Electrical Impedance Tomography-Guided Positive End-Expiratory Pressure Optimization in Patients With Trauma-Related and Postoperative Acute Respiratory Distress Syndrome

This single-center, prospective, randomized controlled trial was designed to evaluate whether EIT-guided PEEP titration improves clinical outcomes in patients with trauma- or postoperative-associated ARDS. Adult intubated patients with moderate to severe ARDS were enrolled.

Patients in the intervention group received PEEP settings guided by electrical impedance tomography, whereas those in the control group were managed according to the lower PEEP/FiO₂ table of the ARDS Network. Other ventilatory parameters and oxygenation targets were set in accordance with ARDS Network recommendations. Supportive care and post-trial PEEP management followed standard ARDS treatment protocols.

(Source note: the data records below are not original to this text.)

PR #302, opened 2026-04-01
[main] CPM support

BDoignies:
Hi, 

This PR adds documentation about CPM and its ponca support. 

I also added a github action check, but this is linked to: [https://github.com/poncateam/ci-submodule-helper/pull/4](https://github.com/poncateam/ci-submodule-helper/pull/4). Thus, it will fails the action until the corresponding PR is merged.


nmellado:
I updated the helper repository. It fails in some situations.

BDoignies:
Yes, I forgot about Eigen...

BDoignies:
@nmellado The last commit should ensure that Eigen is always available for transitive linking. This is important to me because otherwise, using ponca within cmake is inconsistent (between just linking and having to include Eigen directories).  

This is tricky, but it seems to work. Another option would be to recreate Eigen's target, but managing the install/export would be problematic. 

Is it important to provide the Eigen version and directory? For now, they are only used within Ponca for messages. Providing the version is a bit tricky. The line we should write can be found at [Line 103 of Eigen's CMakeLists](https://gitlab.com/libeigen/eigen/-/blob/master/CMakeLists.txt?ref_type=heads#L103)

Me-k-01 (dismissed):

nmellado (dismissed):

nmellado (approved):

The primary outcomes included oxygenation and respiratory mechanics. The secondary outcomes comprised 28-day survival, ventilator-free days at day 28, length of ICU and length of hospital stay, rate of successful ventilator weaning, use of adjunctive therapies (prone positioning, neuromuscular blockade, ECMO), newly developed barotrauma (pneumothorax, pneumomediastinum, and subcutaneous emphysema) excluding cases attributable to invasive procedures) and changes in the SOFA score.

In the intervention group, PEEP was titrated under the guidance of electrical impedance tomography (EIT) according to a protocol:

• Preparation: patients underwent airway suctioning and were deeply sedated (RASS ≤ -3) to abolish spontaneous breathing. PEEP titration was performed using an EIT system (Enlight 2100, Timpel SA, Brazil), with a silicone belt containing 32 surface electrodes positioned at the fourth to fifth intercostal space in accordance with the manufacturer's instructions.
• Pressure-controlled ventilation was applied with an inspiration pressure set at 15 cmH₂O and a set PEEP of 24 cmH₂O, with a maximum airway pressure limit of 40 cmH₂O. Ventilator settings were maintained for 30 seconds with an FiO₂ of 1.0. A decremental PEEP trial was then performed by reducing PEEP in 2 cmH₂O every 30 seconds until a PEEP of 6 cmH₂O was reached or the SpO₂ decreased to ≤ 80%.
• The EIT-guided optimal PEEP was defined as the PEEP level corresponding to the intersection point of the collapse and overdistension curves.

Criteria for discontinuing: PEEP titration was terminated if any of the following occurred: a sustained decrease in mean arterial pressure of > 20 mmHg from baseline, SpO₂ < 88%, or the onset of new cardiac arrhythmias. If the event of discontinuation of the procedure, all ventilator settings were reverted to those applied prior to initiation of the PEEP titration.

In the control group, PEEP was set directly and adjusted according to the lower PEEP/FiO₂ table of the ARDS Network.